Lorsque les experts diront que les sites publics sont victimes d'une crise d'ampleur, le HPCN déclenchera la situation de crise et le centre devra agir. 

Comment? Par l'intermédiaire du Lu-CIX. Fondé en 2009, le «Luxembourg Commercial Internet exchange» a «formé» un réseau dans six centres de données du pays, capable aujourd'hui de gérer 144 gigabits de trafic par seconde – nouveau record. D'ici mars, sa «tuyauterie», ses câbles, seront dimensionnés pour 200 Gbps sans difficulté. Ce lifting à moins d'un million d'euros s'accompagnera du recrutement de deux ingénieurs réseau, ont indiqué le président du conseil d'administration du GIE, Marco Houwen, et son directeur général, Claude Demuth. 

Un centre opérationnel fin 2019 

Une deuxième phase commencera alors pour créer un concept de centre national, avec la préparation d'appels à propositions, notamment pour les armoires à filtrage. Ces sortes de cartes graphiques comportent des processeurs qui leur permettent de détecter les DDoS et de les retenir tandis que les sollicitations normales du réseau peuvent tranquillement poursuivre leur route vers le serveur appelé. 

Certains professionnels présentent leurs produits à l'occasion des deux jours des LID. 

Comme EMG2. Son ingénieur, Anthony Besser, explique que ce système de filtrage numérique développé avec BittWare «est entièrement américain et peut gérer jusqu'à 100 Gbps par barrette.

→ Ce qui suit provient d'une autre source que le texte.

PR #36286, opened 2023-06-25
GH-36280: [Python][Parquet] Export C++ WriteRecordBatch in Python API

### LINKED ISSUE #36280: [Python][Parquet] Allow `write_batch` to directly write batch

Currently, Python parquet's `ParquetWriter.write_batch` will fallback to call the `write_table`, `write_table` will call `NewRowGroup`, after write, it will finish the RowGroup, which will causing lots of RowGroups if batch is small.

Nowadays, `WriteRecordBatch` is supported in C++ ParquetWriter, so, it's possible that Python use `WriteRecordBatch` rather than `WriteTable`.

### Component(s)

Parquet, Python

mapleFU:
### Rationale for this change

Export C++ WriteRecordBatch in Python API to allow memory saving

* [x] Add `write_record_batch` in pyx
* [ ] Export to `ParquetWriter` api

### Are these changes tested?

* [ ] Will do

user can using it

* Closes: #36280

### DIFF
--- a/python/pyarrow/_parquet.pxd
+++ b/python/pyarrow/_parquet.pxd
@@ -23,7 +23,7 @@ from pyarrow.includes.libarrow cimport (CChunkedArray, CScalar, CSchema, CStatus
                                         CTable, CMemoryPool, CBuffer,
                                         CKeyValueMetadata,
                                         CRandomAccessFile, COutputStream,
-                                        TimeUnit, CRecordBatchReader)
+                                        TimeUnit, CRecordBatchReader, CRecordBatch)
 from pyarrow.lib cimport _Weakrefable
 
 
--- a/python/pyarrow/_parquet.pxd
+++ b/python/pyarrow/_parquet.pxd
@@ -532,6 +532,7 @@ cdef extern from "parquet/arrow/writer.h" namespace "parquet::arrow" nogil:
         CStatus WriteTable(const CTable& table, int64_t chunk_size)
         CStatus NewRowGroup(int64_t chunk_size)
         CStatus Close()
+        CStatus WriteRecordBatch(const CRecordBatch& batch)
 
         const shared_ptr[CFileMetaData] metadata() const
 
--- a/python/pyarrow/_parquet.pyx
+++ b/python/pyarrow/_parquet.pyx
@@ -1779,6 +1779,19 @@ cdef class ParquetWriter(_Weakrefable):
             check_status(self.writer.get()
                          .WriteTable(deref(ctable), c_row_group_size))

C'est la solution qu'utilise OVH en France. Et on peut mettre deux, trois ou quatre barrettes en fonction du trafic que l'on doit filtrer. Son coût varie de 30.000 à 50.000 dollars par barrette de 100 Gbps. C'est le prix de la technologie et des logiciels avec de l'intelligence artificielle qui permettent de rester au goût du jour». 

Un exemple d'«armoire de filtrage». A droite, les quatre barrettes métalliques où entrent quatre fois 100 Gbps. Le carré central, doté de logiciel et d'intelligence artificielle, détecte le trafic néfaste et le bloque. Le coeur du futur centre national de mitigation.
Un exemple d'«armoire de filtrage». A droite, les quatre barrettes métalliques où entrent quatre fois 100 Gbps. Le carré central, doté de logiciel et d'intelligence artificielle, détecte le trafic néfaste et le bloque. Le coeur du futur centre national de mitigation.
PHOTO: THIERRY LABRO

D'autres solutions coûtent moins cher, consomment plus ou moins d'énergie, durent plus ou moins longtemps, ce qui explique la nécessité d'obtenir les meilleures offres pour le centre national. 

Les entreprises, elles, peuvent déjà lutter contre les DDoS. Post a une offre depuis trois ans. Pour 250 à 1.000 euros par mois, selon le trafic à analyser par une boîte noire similaire, les entreprises voient le trafic néfaste bloqué jusqu'à huit heures mais les attaques ne durent que très rarement si longtemps. Luxair, l'aéroport, des banques de la place ou le CTIE auraient déjà souscrit à cette solution, qui offre aussi une solution aux demandes de rançon numérique, les ransomware, en transférant les données sans attendre le délai pour payer. 

Et c'est l'autre annonce du jour: l'Institut luxembourgeois de régulation va monitorer le nombre d'attaques, pour l'instant inconnu au Luxembourg.